Admittedly, this lack of freedom does feel a little disappointing, especially coming hot off of Sonic Frontiers, which was hugely explorable. I do prefer more open-style 3D platformers to these linear ones — the exception being Crash Bandicoot, but Crash relies on some mad-genius-level stage design that prevents their linearity from being a dealbreaker. Plus, I just have a ton of nostalgia for Crash.

Kukoos: Lost Pets

But Kukoos: Lost Pets feels comfortable in its lane, and I can’t really fault it for not attempting to satisfy my particular tastes. I’m far from the only person playing these games, after all.

Admittedly, the game starts off extremely slow. Like, pouring-concrete-into-your-boots slow. For the first hour, I found myself frustratedly mashing buttons to skip the absurdly long story sequences — most of which could have been summed up in a sentence or two. And in the tutorial section, the game relentlessly hammers its mechanics into your head. Seriously, when I first started playing, I wasn’t sure I was going to make it through this one.

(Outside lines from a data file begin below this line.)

PR #183, opened 2021-02-26
[Imagick] Don't specify patch versions when copying files

Nyholm:
This will fix that master is red


layers/imagick/test.php
```diff
@@ -12,9 +12,6 @@
     }
 }
 
-exit(0);
-
-// This test is disabled because it causes Docker to segfault. See https://github.com/brefphp/extra-php-extensions/pull/156
```
Nyholm, line 17: The imagick extension had dependencies that updated. I fixed that and just for fun, I tried to remove these lines. And everything works =)

FYI @victormacko

victormacko: Nice one @Nyholm !
I just gave this a go, unzipped the layer, and it's contents has blown out from 56mb (ish) to roughly 218mb due to multiple copies of the libraries being brought across (eg. libtiff.so, libtiff.so.5, libtiff.so.5.2.0 in one case, libgomp.so.1 and libgomp.so.1.0.0 in another).
Were these files previously symlinked or do we need to only bring across one copy of each of the libraries somehow?

Nyholm: Thank you for checking. I could not deploy this because it was too large. 

I was sure these files was symlinked. I’ll revert this pr to only copy libgomp.so.1 and not libgomp.so.1.0.0

mnapoli: FYI I think symlinks are not supported in layers, we have the same problem in Bref layers where some files are duplicated like this. We could trim down the layer sizes if we managed to make it work. I tried once, but didn't get it to work.

Nyholm: I fixed the issue in https://github.com/brefphp/extra-php-extensions/pull/187 where I just copy each lib once by specifying the major version.

PR #185, opened 2021-03-01
Release version 0.10.2

Nyholm:


Nyholm:
Hm.. 

FYI @mnapoli, The Imagick layer is larger than 64MB... So we cannot publish it. I need to make it thinner somehow.

PR #156, opened 2021-01-05
Updated test for writing text to images using imagick 

victormacko:
As requested in issue #155 

This PR will fix #155

PR #186, opened 2021-03-02
Include latest ghostscript library in imagick extension

guillaumesmo:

But if you can get through the way-too-long story and tutorial sequences, the game suddenly becomes very enjoyable. A huge part of this is that it’s constantly introducing clever new elements that are genuinely fun to play around with.

Kukoos: Lost Pets

The Apocalypticoach world, for example, introduces train rides and a platform that you carry around with you and can swing from to reach high-up places and cross wide chasms. Once I figured out the swing mechanic, I had a ton of fun with this. There’s also a Roomba that you can ride on to turn garbage bags into coins, and one stage where you have to ascend a building via a maze of revolving doors.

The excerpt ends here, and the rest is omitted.